The company expects expenses to be lower in 2011 and sees a continued decline in its credit costs. For October-December, non-interest expenses fell 14 percent to $334.8 million.
Non-interest income fell 21 percent to $195.2 million, pushing total revenue down 10 percent to $393.1 million despite higher gains made on securities this year.
“Revenue is under pressure. We see their loan balances declining in 2011, including residential loans and commercial real estate (CRE) loans. The only exception would be commercial and industrial loans (C&I) which could see growth in 2011,” analyst Wallace said.

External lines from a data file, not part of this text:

PR #2873, opened 2026-06-25
fix(funds): log raw response instead of unbound `data` in FundsData error handler

he-yufeng:
### Bug

`FundsData._fetch_and_parse()` binds `data` inside the `try` block and then logs it from the broad `except Exception` handler:

```python
result = self._fetch()
try:
    data = result["quoteSummary"]["result"][0]
    ...
except Exception as e:
    ...
    logger.debug(f" {data}")   # data may be unbound here
```

When the failure happens on that first statement, `data` is never assigned, so the handler raises `UnboundLocalError` and hides the real error.

This is reachable in normal use, not a malformed-input edge case: for a symbol that has no fund data, Yahoo's quoteSummary endpoint returns `{"quoteSummary": {"result": None, "error": {...}}}`. Then `result["quoteSummary"]["result"]` is `None`, `None[0]` raises `TypeError` (not `KeyError`, so it skips the `except KeyError` branch), and with the default `hide_exceptions=True` the code reaches the `data` log line and blows up with:

```
UnboundLocalError: cannot access local variable 'data' where it is not associated with a value
```

masking the underlying `'NoneType' object is not subscriptable`.

### Fix

Log `result` instead of `data`. `result` is assigned before the `try` block, so it's always bound, and it's the raw response the debug line was meant to show anyway.

### Testing

Added `tests/test_funds.py` reproducing the case (`_fetch` returns a no-data response). It fails on `dev` with `UnboundLocalError` and passes with the fix. Ran locally:

- `pytest tests/test_funds.py` — passes with the fix, fails before it
- `pyright . --level error` — clean
- `ruff check` — clean

(The pytest workflow is currently disabled in CI, so the new test won't run there, but it documents the regression and is ready if pytest is re-enabled.)

### DIFF
--- a/tests/test_funds.py
+++ b/tests/test_funds.py
@@ -1,0 +1,37 @@
+"""Tests for yfinance.scrapers.funds error handling."""
+import unittest
+from unittest.mock import MagicMock, patch
+
+from yfinance.config import YfConfig
+from yfinance.scrapers.funds import FundsData
+
+
+class TestFundsDataErrorHandling(unittest.TestCase):
+    def setUp(self):
+        self._orig_hide = YfConfig.debug.hide_exceptions
+        YfConfig.debug.hide_exceptions = True
+
+    def tearDown(self):
+        YfConfig.debug.hide_exceptions = self._orig_hide
+
+    def test_no_fund_data_does_not_raise_unbound_local(self):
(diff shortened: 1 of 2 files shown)


ValueRaider:
AI slop

PR #215, opened 2023-02-04
Add `replace_subgroups` function

zhiruiluo:
This PR is to add the `replace_selections` function that replaces some values in a dataclass and replaces dataclass type in nested union of dataclasses or subgroups.

`simple_parsing.replace_selections` function support replacingeplaces dataclass type in nested union of dataclasses or subgroups in addition to `simple_parsing.replace` #212.
- signature: `replace_selections(obj: DataclassT, changes_dict: dict[str, Any] | None = None, selections: dict[str, Key | DataclassT] | None = None, **changes) -> DataclassT:`
  - Compared to `simple_replace.replace`, this calls `replace_selected_dataclass` before calling `simple_parsing.replace`.
- helper function `replace_selected_dataclass`
  - This function replaces the dataclass of subgroups, union, and optional union. The `selections` is in flat format, e.g. {"ab_or_cd": 'cd', "ab_or_cd.c_or_d": 'd'}
   - The values of selections can be `Key` of subgroups, dataclass type, and dataclass instance.

Open question:
- Do we combine the `simple_parsing.replace_selections` and `simple_parsing.replace`?

## Examples
```python
    >>> import dataclasses
    >>> from simple_parsing import replace_selections, subgroups
    >>> from typing import Union
    >>> @dataclasses.dataclass
    ... class A:
    ...     a: int = 0
    >>> @dataclasses.dataclass
    ... class B:
    ...     b: str = "b"
    >>> @dataclasses.dataclass
    ... class Config:
    ...     a_or_b: Union[A, B] = subgroups({'a': A, 'b': B}, default_factory=A)
    ...     a_or_b_union: Union[A, B] = dataclasses.field(default_factory=A)
    ...     a_optional: Union[A, None] = None
    
    >>> base_config = Config(a_or_b=A(a=1))
    # Replace subgroups field by subgroup `Key`, dataclass type, or dataclass instance
    >>> replace_selections(base_config, {"a_or_b.b": "bob"}, {"a_or_b": "b"})
    Config(a_or_b=B(b='bob'), a_or_b_union=A(a=0), a_optional=None)
    >>> replace_selections(base_config, {"a_or_b.b": "bob"}, {"a_or_b": B})
    Config(a_or_b=B(b='bob'), a_or_b_union=A(a=0), a_optional=None)
    >>> replace_selections(base_config, {}, {"a_or_b": B(b="bob")})
    Config(a_or_b=B(b='bob'), a_or_b_union=A(a=0), a_optional=None)
    
    # Replace union of dataclasses and optional dataclass
    >>> replace_selections(base_config, {"a_or_b_union.b": "bob"}, {"a_or_b_union": B})
    Config(a_or_b=A(a=1), a_or_b_union=B(b='bob'), a_optional=None)
    >>> replace_selections(base_config, {"a_optional.a": 10}, {"a_optional": A})
    Config(a_or_b=A(a=1), a_or_b_union=A(a=0), a_optional=A(a=10))
```


zhiruiluo:
WIP

simple_parsing/replace_selections.py
```diff
@@ -0,0 +1,141 @@
...
+def replace_selections(
+    obj: DataclassT,
+    changes_dict: dict[str, Any],
+    selections: dict[str, Key | DataclassT] | None = None,
+) -> DataclassT:
+    ...
+
+
+@overload
+def replace_selections(
```
lebrice, line 36: Do you have a type checker enabled, out of curiosity? (e.g. Pylance, mypy, etc)
You should be getting an error here because `@overload` should be directly above the overloaded function.
Here they are above `replace_selected_dataclass`.

test/test_replace_selections.py
```diff
@@ -0,0 +1,243 @@
...
+        (
+            AllTypes(),
+            {"arg_subgroups.b": "foo", "arg_optional.a": 1.0},
+            {"arg_subgroups": "b", "arg_optional": A},
+            AllTypes(arg_subgroups=B(b="foo"), arg_optional=A(a=1.0)),
+        ),
+    ],
+)
+@pytest.mark.parametrize("pass_dict_as_kwargs", [True, False])
+def test_replace_selections(
```
lebrice, line 173: I think it's important that we test `replace_selected_dataclass` first, by itself.

Also, let's avoid using too many dataclasses in the tests. they are becoming pretty hard to read.

simple_parsing/utils.py
```diff
@@ -938,6 +938,29 @@ def unflatten_split(
...
+) -> PossiblyNestedDict[str, V]:
+    """
+    This function convert flattened dict into additional layer of nested dict
+    and it adds the `keyword` as the key to the unpaired value.
+
+    >>> unflatten_keyword({'ab_or_cd': 'cd', 'ab_or_cd.c_or_d': 'd'})
+    {'ab_or_cd': {'__key__': 'cd', 'c_or_d': 'd'}}
+
+    >>> unflatten_keyword({"a": 1, "b": 2})
+    {'a': {'__key__': 1}, 'b': {'__key__': 2}}
```
lebrice, line 952: I'm not sure I understand the goal of this function. It doesn't seem to be used anywhere besides `replace_selections.py`, so let's keep it in `replace_selections.py` for now.

simple_parsing/replace_selections.py
```diff
@@ -0,0 +1,141 @@
...
+
+def replace_selections(
+    obj: DataclassT,
+    changes_dict: dict[str, Any] | None = None,
+    selections: dict[str, Key | DataclassT] | None = None,
+    **changes,
+) -> DataclassT:
+    """Replace some values in a dataclass and replace dataclass type in nested union of dataclasses or subgroups.
+
+    Compared to `simple_replace.replace`, this calls `replace_selected_dataclass` before calling `simple_parsing.replace`.
```
lebrice, line 105: Can't we just add `replace_selected_dataclass` then?

I'm having trouble understanding all the use-cases for this function.
Correct me if I'm wrong, but you want to be able to replace:
- Subgroup choices with a key
- Subgroup choices with a subgroup value (dataclass type)
- Subgroup choices with a dataclass instance
- Union fields with a value (makes sense)
- Union fields with a dataclass type (?)

I feel like the API is a bit too complicated with all these arguments.
What about having a `replace_subgroup` function, and letting the user compose the two in their own code, just to keep things simpler?
What do you think?

lebrice (changes requested):
Thanks @zhiruiluo, interesting PR.

Left some comments. let me know what you think.

simple_parsing/replace_selections.py
zhiruiluo: I use only Pylance for type checking. I wonder why it didn't report any error for this. May I just overlooked any error or warning for this.

test/test_replace_selections.py
zhiruiluo: Keep only replace_subgroups function in this updating.

simple_parsing/utils.py
zhiruiluo: Sure

simple_parsing/replace_selections.py
zhiruiluo: > Subgroup choices with a key
Subgroup choices with a subgroup value (dataclass type)
Subgroup choices with a dataclass instance
Union fields with a value (makes sense)
Union fields with a dataclass type (?)

Yes you are right.
Union fields with dataclass type will be initialized working like a default factory.

zhiruiluo:
Hi @lebrice,
Sorry for letting you wait too long.

Here is the updating:
- keep only replace_subgroups function
- simplify test cases
- move replace_subgroups function into replace.py file
- move the unflatten function out of utils.py

simple_parsing/replace.py
```diff
@@ -90,3 +104,80 @@ def replace(obj: DataclassT, changes_dict: dict[str, Any] | None = None, **chang
...
+) -> PossiblyNestedDict[str, V]:
+    """
+    This function convert a flattened dict into a nested dict
+    and it inserts the `keyword` as the selection into the nested dict.
+
+    >>> unflatten_selection_dict({'ab_or_cd': 'cd', 'ab_or_cd.c_or_d': 'd'})
+    {'ab_or_cd': {'__key__': 'cd', 'c_or_d': 'd'}}
+
+    >>> unflatten_selection_dict({"a": 1, "b": 2})
+    {'a': {'__key__': 1}, 'b': {'__key__': 2}}
```
lebrice, line 120: I don't understand this case here. There isn't any overlap between the keys, so shouldn't it return the same dict unchanged?

simple_parsing/replace.py
```diff
@@ -90,3 +104,80 @@ def replace(obj: DataclassT, changes_dict: dict[str, Any] | None = None, **chang
...
+    The `selections` dict can be in flat format or in nested format.
+
+    The values of selections can be `Key` of subgroups, dataclass type, and dataclass instance.
+    """
+    keyword = "__key__"
+
+    if selections:
+        selections = unflatten_selection_dict(selections, keyword)
+    else:
+        return obj
```
lebrice, line 143:
```suggestion
    if not selections:
        return obj
    selections = unflatten_selection_dict(selections, keyword)
```

simple_parsing/replace.py
```diff
@@ -90,3 +104,80 @@ def replace(obj: DataclassT, changes_dict: dict[str, Any] | None = None, **chang
...
+                field_value = field.default_factory()
+            else:
+                raise ValueError(f"invalid selection key '{key}' for field '{field.name}'")
+
+            if child_selections:
+                new_value = replace_subgroups(field_value, child_selections)
+            else:
+                new_value = field_value
+        else:
+            raise ValueError(f"The replaced subgroups contains no dataclass in its annotation {t}")
```
lebrice, line 177:
```suggestion
        if not contains_dataclass_type_arg(t):
            raise ValueError(f"The replaced subgroups contains no dataclass in its annotation {t}")
        child_selections = selections.pop(field.name)
        key = child_selections.pop(keyword, None)

        if is_dataclass_type(key):
            field_value = key()
        elif is_dataclass_instance(key):
            field_value = copy.deepcopy(key)
        elif field.metadata.get("subgroups", None):
            field_value = field.metadata["subgroups"][key]()
        elif is_optional(t) and key is None:
            field_value = None
        elif contains_dataclass_type_arg(t) and key is None:
            field_value = field.default_factory()
        else:
            raise ValueError(f"invalid selection key '{key}' for field '{field.name}'")

        if child_selections:
            new_value = replace_subgroups(field_value, child_selections)
        else:
            new_value = field_value
```

simple_parsing/replace.py
```diff
@@ -90,3 +104,80 @@ def replace(obj: DataclassT, changes_dict: dict[str, Any] | None = None, **chang
...
+        if contains_dataclass_type_arg(t):
+            child_selections = selections.pop(field.name)
+            key = child_selections.pop(keyword, None)
+
+            if is_dataclass_type(key):
+                field_value = key()
+            elif is_dataclass_instance(key):
+                field_value = copy.deepcopy(key)
+            elif field.metadata.get("subgroups", None):
+                field_value = field.metadata["subgroups"][key]()
```
lebrice, line 164: Here you're assuming that the subgroup values are callables, right?
They could also be frozen dataclass instances (since #223 )

simple_parsing/replace.py
```diff
@@ -90,3 +104,80 @@ def replace(obj: DataclassT, changes_dict: dict[str, Any] | None = None, **chang
...
+
+            if child_selections:
+                new_value = replace_subgroups(field_value, child_selections)
+            else:
+                new_value = field_value
+        else:
+            raise ValueError(f"The replaced subgroups contains no dataclass in its annotation {t}")
+
+        if not field.init:
+            raise ValueError(f"Cannot replace value of non-init field {field.name}.")
```
lebrice, line 180: I suggest moving this before all the code above.

lebrice (changes requested):
Thanks @zhiruiluo , this is a lot clearer!

There are just a few small things to tweak, but this looks pretty good!

simple_parsing/replace.py
zhiruiluo: Will fix this.

simple_parsing/replace.py
zhiruiluo: Will check is_dataclass_instance for the selection to distinguish fronzen dataclass obj or dataclass type.

simple_parsing/replace.py
zhiruiluo: Fixed.

zhiruiluo: Fixed the unflatten_selection_dict and add recursive flag to it. It passed those tests:
```python
    >>> unflatten_selection_dict({'ab_or_cd': 'cd', 'ab_or_cd.c_or_d': 'd'})
    {'ab_or_cd': {'__key__': 'cd', 'c_or_d': 'd'}}
    
    >>> unflatten_selection_dict({'lv1': 'a', 'lv1.lv2': 'b', 'lv1.lv2.lv3': 'c'})
    {'lv1': {'__key__': 'a', 'lv2': 'b', 'lv2.lv3': 'c'}}

    >>> unflatten_selection_dict({'lv1': 'a', 'lv1.lv2': 'b', 'lv1.lv2.lv3': 'c'}, recursive=True)
    {'lv1': {'__key__': 'a', 'lv2': {'__key__': 'b', 'lv3': 'c'}}}

    >>> unflatten_selection_dict({'ab_or_cd.c_or_d': 'd'})
    {'ab_or_cd': {'c_or_d': 'd'}}

    >>> unflatten_selection_dict({"a": 1, "b": 2})
    {'a': 1, 'b': 2}
```

zhiruiluo:
Hi @lebrice, Here are some updates so far:
- Fixed the bug in unflatten_selection_dict when no overlapping of keys and added a recursive flag.
- reordered some logics for readability
- add test case for the frozen dataclass to work

I would appreciate any further feedback or suggestions for improvement that you may have. Thank you.

simple_parsing/replace.py
```diff
@@ -90,3 +105,125 @@ def replace(obj: DataclassT, changes_dict: dict[str, Any] | None = None, **chang
...
+) -> PossiblyNestedDict[str, V]:
+    """
+    This function convert a flattened dict into a nested dict
+    and it inserts the `keyword` as the selection into the nested dict.
+
+    >>> unflatten_selection_dict({'ab_or_cd': 'cd', 'ab_or_cd.c_or_d': 'd'})
+    {'ab_or_cd': {'__key__': 'cd', 'c_or_d': 'd'}}
+    
+    >>> unflatten_selection_dict({'lv1': 'a', 'lv1.lv2': 'b', 'lv1.lv2.lv3': 'c'})
+    {'lv1': {'__key__': 'a', 'lv2': 'b', 'lv2.lv3': 'c'}}
```
lebrice, line 121: I would suggest making `recursive=True` by default. The non-recursive case seems a bit strange to me.
Also, is this function expected to be used by users? If not, I'd prefix it with an underscore (`_unflatten_selection_dict`) to signal that it is an internal function only used in this module.
I would also place it below other "public" functions like `replace` and `replace_subgroups`.

lebrice (approved):
Thanks @zhiruiluo , and sorry it took so long to review this.

This looks good to me. I only have a tiny comment on the naming of one of the functions, but appart from that, this is good to merge!

Thanks again!

simple_parsing/replace.py
zhiruiluo: Thanks @lebrice, I have made changes for all your suggestions.
But the test failed due to the Literal issue #259. Once #260 merged, this PR will pass the test.

lebrice (approved):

Shares of the company were trading at $11.99 on Friday afternoon on the New York Stock Exchange. Their value has gained 27 percent since December when it repaid $866.5 million to retire Treasury preferred shares. (Reporting by Sweta Singh & Rachel Chitra in Bangalore; Editing by Don Sebastian) ((email@example.com ; within U.S. +1 646 223 8780; outside U.S. +91 80 4135 5800; Reuters Messaging: firstname.lastname@example.org))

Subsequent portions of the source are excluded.